Introduction Several risk factors have been linked to the development of periventricular leukomalacia, including chorioamnionitis. Morganella morganii is known as a rare pathogen for chorioamnionitis. We present a case where both neonate leukomalacia and maternal Morganella morganii chorioamnionitis occur, and question a possible causality.
Case report A 36-year-old healthy woman presented at 28 weeks with spontaneous onset of labour and a clinical suspicion of chorioamnionitis. Membranes were intact. Four hours later, a girl was delivered vaginally with good Apgar scores. The clinical evolution was uneventful and the infant did not present any clinical or biological signs of infection. Nevertheless, ultrasound studies on day one showed diffuse periventricular hyperechogenicity and cerebral MRI on day five showed a massive bilateral periventricular leukomalacia. Placental histology showed severe chorioamnionitis and cultures were positive for Morganella morganii.
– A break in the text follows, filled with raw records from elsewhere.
PR #521, opened 2018-05-12
Handle CBC padding

### LINKED ISSUE #9: Stream Cipher Used to Encrypt Last File Block
From: https://defuse.ca/audits/encfs.htm

Exploitability: **Unknown**
Security Impact: **High**

  As reported in [[1](http://archives.neohapsis.com/archives/fulldisclosure/2010-08/0316.html)], EncFS uses a stream cipher mode to encrypt the last file block. The change log says that the ability to add random bytes to a block was added as a workaround for this issue. However, it does not solve the problem, and is not enabled by default.

  EncFS needs to use a block mode to encrypt the last block.

  EncFS's stream encryption is unorthodox:

```
1. Run "Shuffle Bytes" on the plaintext.
    N[J+1] = Xor-Sum(i = 0 TO J) { P[i] }
    (N = "shuffled" plaintext value, P = plaintext)
2. Encrypt with (setIVec(IV), key) using CFB mode.
3. Run "Flip Bytes" on the ciphertext.
    This reverses bytes in 64-byte chunks.
4. Run "Shuffle Bytes" on the ciphertext.
5. Encrypt with (setIVec(IV + 1), key) using CFB mode.

Where setIVec(IV) = HMAC(globalIV || (IV), key), and,
    - 'globalIV' is an IV shared across the entire filesystem.
    - 'key' is the encryption key.
```

  This should be removed and replaced with something more standard. As far as I can see, this provides no useful security benefit, however, it is relied upon to prevent the attacks in [[1](http://archives.neohapsis.com/archives/fulldisclosure/2010-08/0316.html)]. This is security by obscurity.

Discussion Morganella morganii is a rare cause of early-onset systemic neonatal infection through maternal chorioamnionitis. Late-onset neonatal infections, rarely associated to meningitis or brain abscesses, have also been reported. The clinical presentation of the mother and child in this case is compatible with a subclinical infection causing preterm delivery and in utero brain injury. The association between chorioamnionitis, preterm delivery and periventricular leukomalacia is well established, but Morganella morganii has not yet been associated to this constellation.
Conclusion Morganella morganii is a rare cause of neonatal infection. The case reported showed a poor neurological outcome without any risk factor other than Morganella morganii maternal chorioamnionitis. This causality is debatable, but would represent the first case described.